I hope that you can get to a new part of the world, wherever your future takes you, as everyone deserves to live outside of their hometown at least once, if they want. People are not meant to be alone, yet a lot of us are, and it makes us sick. It makes it hard to be alive when we need others to live; we are social creatures. It feels good to be known, and even if I do not know you as your physical self, I think it is a nice and modern thing to be able to be seen for your mind and thoughts first and foremost .
Your art carries a kindred feeling to it that feels to be a universal human expression that appears over time; a lot of the psychological dynamics of your art over time is very familiar, I don't know how to describe that though. Emotional space reflected through this furry symbology lens is something that exists beyond furry, but is very powerful.
As myself a human being trans furry and also once a lesbian, and a very dissociative person, I wish you best of luck and know that you are part of my world in a way that is very abstract from the online space, but i respect you from this long time through being a teenager and now an adult.

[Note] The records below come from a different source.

PR #2721, opened 2021-09-25
Swope known

swopebe:


almen-ng:
I noticed that this PR is for 2.3 (which another doc issue was created already - https://github.com/open-cluster-management/backlog/issues/16159). This doc issue should be for 2.1.

PR #2724, opened 2021-09-27
Update docs on enabling single node openshift feature

jamestalton:
Signed-off-by: James Talton <jtalton@redhat.com>

### DIFF
--- a/clusters/single_node_openshift.adoc
+++ b/clusters/single_node_openshift.adoc
@@ -1,5 +1,5 @@
 [#single-node-openshift]
-= Creating a Single-Node OpenShift cluster (Development Preview)
+= Creating a Single-Node OpenShift cluster (Technology Preview)
 
 You can create a Single-Node OpenShift (SNO) cluster that contains only a single node. In a standard cluster, there are master nodes and separate worker nodes. This configuration can be helpful when you have many clusters that need to minimize their resource footprint. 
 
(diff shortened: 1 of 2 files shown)


cadawson:
Thanks @jamestalton . I made a couple of changes/additions to this:
1. I think it is planned to be Technology Preview in 2.4, rather than Dev Preview. 
2. Is this still going to be disabled, by default, even though it is Tech Preview? The way I am interpreting it is that there is no feature gate, but you still have to enable the feature.
3. I bumped the version of ACM to 2.4. Since 2.3 was dev preview, my guess is that we will need 2.4, or later. 
4. I bumped the OpenShift version up to 4.9, since this is 2.4. I left it as 4.8 for the release image, as I think you might be able to create a 4.8 cluster as a SNO cluster with 4.8. That is what we are using for the Dev Preview version on 2.3.
Let me know if I am off base on any of these. We can change them, as needed.

cadawson (changes requested):
Looks good! Added a few comments to the PR.

cadawson:
@jamestalton : I had some questions/comments. Can you take a look at the earlier comment? Thanks!

jamestalton:
OCP 4.8+ for SNO support

I think there are two paths for SNO
- CIM/AI
- HIVE

I believe the SNO we are talking about here is the HIVE path through cluster create without CIM.
It is disable by default and must be enabled using the console configmap.

cadawson (approved):
Looks good. Thanks!

cadawson:
Merging

PR #2749, opened 2021-10-06
Improve the IAM Policy Documentation

mprahl:
This document the IAMPolicy spec.clusterRole field. This was added in 2.3 in the following commit but was not documented:
https://github.com/open-cluster-management/iam-policy-controller/commit/23b2c7d876ec16bafcb6f65b4b80bd4eb925faa1

This also removes the IamPolicy namespaceSelector field. This field is here for legacy reasons but it does not affect the behavior of the IAM policy controller, as the controller only handles cluster roles (i.e. not namespaced roles). Removing the documentation for this field makes things less confusing to the user.

This also fixes a couple small grammatical errors.

### DIFF
--- a/governance/create_iam_policy.adoc
+++ b/governance/create_iam_policy.adoc
@@ -35,6 +35,7 @@ metadata:
   label:
     category: "System-Integrity"
 spec:
+  clusterRole: cluster-admin
   remediationAction: inform
   disabled: false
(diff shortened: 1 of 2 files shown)


dockerymick (approved):
@mprahl Great job with the changes! This looks good to me !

I wish you a good New Year, and I wish your future self to visit you in good health in a dream until you become them. 🎆
When you meet your people I hope you can take a deep breath in true community, wherever it may be out there yet unknown by you
i have read this ask several times, i keep coming back to it. it makes me tear up. just the fact alone that someone decided to give such a thoughtful reply to my messy drunk venting... thank you. thank you so much for taking your time to reach out to me, to write all of that. youre very kind.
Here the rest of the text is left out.